Even with our challenges and struggles in storytelling and constant need to select, focus and reduce, what I enjoy most about my reporting on small schools is that it frees me somewhat from newspaper strictures that can get in the way of telling the story.
"You are allowed to say, 'It's hard to get parents to school in a poor community,' rather than, 'Experts say it's hard to get parents to school in a poor community.' "
To average readers that may sound like splitting hairs, but attribution is a block in the foundation of a newspaper's credibility.
"Nearly every scene I paint in the book I witnessed myself ... But in general, I get to be my own arbiter about whom to trust, about distinguishing gossip from reality. This is a weighty burden, but it becomes manageable when you get to know people well over a year."
Other freedoms found in reporting in book form including not needing the "journalistic shortcuts" often found in articles. For example, she didn't say "test scores rose" when the truth is the percentage of children who passed the test rose. A book doesn't require to provide equal time to opposing arguments considered baseless. Sarcasm can be used to illustrate a point without the fear of offending readers. And you have the freedom to change names to protect people's identity. This is not used in reporting, though anonymous sources are. What gives any unnamed or changed name sources credibility, whether in a book or newspaper, is that it's used with such specificity that it narrows the potential pool of people providing the sourcing.

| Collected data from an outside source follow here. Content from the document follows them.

PR #2143, opened 2015-04-23
fasttree: refactor, simplify fails_with

iml:
LLVM has been added to the :openmp collection.


tseemann:
@lml Hooray! thanks :)

fasttree.rb
```diff
@@ -14,39 +14,30 @@ class Fasttree < Formula
...
 
-  # See discussion (https://github.com/Homebrew/homebrew-science/pull/2134#issuecomment-94607619)
-  fails_with :llvm
-
-  fails_with :clang do
-    build 425
-    cause "segmentation fault when running Fasttree"
-    # See also discussion to use -DNO_SSE (https://github.com/Homebrew/homebrew-science/pull/96)
-  end
+  needs :openmp
```
dpo: @tseemann @sjackman Is this a bug? Shouldn't it have `if build.with? "openmp"`, or does `fasttree` only build with gcc (in which case a `fails_with` would be more appropriate)?

PR #2145, opened 2015-04-24
MLPack: version 1.0.12.

dpo:


saketkc:
Thanks!
Sorry, I am busy with my screening exams.

dpo:
@iml Is this what you were recommending?

iml:
Yeah, but just `ENV.cxx11` since it's non-optional, and `needs` only affects compiler selection.

dpo:
Thanks @iml! We finally have bottles for Mountain Lion! There's still a compilation error in the test on ML that I'm trying to resolve.

dpo:
Thanks @iml and @saketkc !

PR #2149, opened 2015-04-24
FastUniq 1.1 (new formula)

tseemann:
We present FastUniq as a fast de novo tool for removal of duplicates in paired short reads. FastUniq identifies duplicates by comparing sequences between read pairs and does not require complete genome sequences as prerequisites. FastUniq is capable of simultaneously handling reads with different lengths and results in highly efficient running time, which increases linearly at an average speed of 87 million reads per 10 minutes.


fastuniq.rb
```diff
@@ -0,0 +1,20 @@
+class Fastuniq < Formula
+  homepage "http://sourceforge.net/projects/fastuniq/"
+  # tag "bioinformatics"
+  # doi "10.1371/journal.pone.0052249"
+
+  url "https://downloads.sourceforge.net/project/fastuniq/FastUniq-1.1.tar.gz"
+  sha256 "9ebf251566d097226393fb5aa9db30a827e60c7a4bd9f6e06022b4af4cee0eae"
+
+  def install
+    inreplace "source/fastq_uniq.c", "FSATQ", "FASTQ"  # fix typo
```
dpo: I'd suggest adding this as a small patch, reporting it upstream, and including a link to the report here as a comment.

tseemann: I'm regretting fixing their typo now.... they last touched their project  3 years ago!
```Last Update: 2012-05-13```

dpo: What are the consequences of this typo?

tseemann: It's just printed in the --help synposis. No logic change.

dpo: It's a legit change. Thanks!

PR #2151, opened 2015-04-24
Megahit 0.2.1 (new version)

tseemann:
New --prefix option and --cpu-only is default.


megahit.rb
```diff
@@ -3,9 +3,9 @@ class Megahit < Formula
   # doi "arXiv:1409.7208"
   # tag "bioinformatics"
 
-  url "https://github.com/voutcn/megahit/archive/v0.2.0-a.tar.gz"
-  version "0.2.0-a"
-  sha256 "5b30a163027b248bf2d96c766c3bcf1f4fe50466e368a3844b3c4e0a2491d8c4"
+  url "https://github.com/voutcn/megahit/archive/v0.2.1.tar.gz"
+  version "0.2.1"
```
dpo: `version` is redundant and is causing an audit warning.

tseemann: Thank you @dpo. It was needed for the old "-a" version but not anymore! I've fixed it. I appreciate the time you took to check the build failure for me.

PR #2153, opened 2015-04-24
tbl2asn 24.3

ntkme:
This PR updates it to the latest version and fixes checksum mismatch during the installation.


tseemann:
Thanks for this up @ntkme !
I wonder what they changed in this minor version.

ntkme:
Not sure, but you can see that the link are still same as before, which causes checksum mismatch.

tseemann:
@ntkme Yes, NCBI are very annoying with this software. They just release new versions without notice and with the same filename :-1:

Finally, you can tell the story without the risk of offending people.
"When I reported long ago for the Post about the growing behavior problems of elementary schoolchildren, everyone I interviewed, from the teachers to the administrators to the social scientists, implicated parents in some way, a point of view I passed along in the story. My editors let me know that I was being 'too hard on parents,' and that part of the story was excised considerably."
Perlstein concludes that newspapers' commitment to balance, objectivity, attribution, etc., while an impediment to telling compelling stories, necessarily keeps the focus tight. But that the best non-fiction books combine that journalistic discipline with looser narrative storytelling.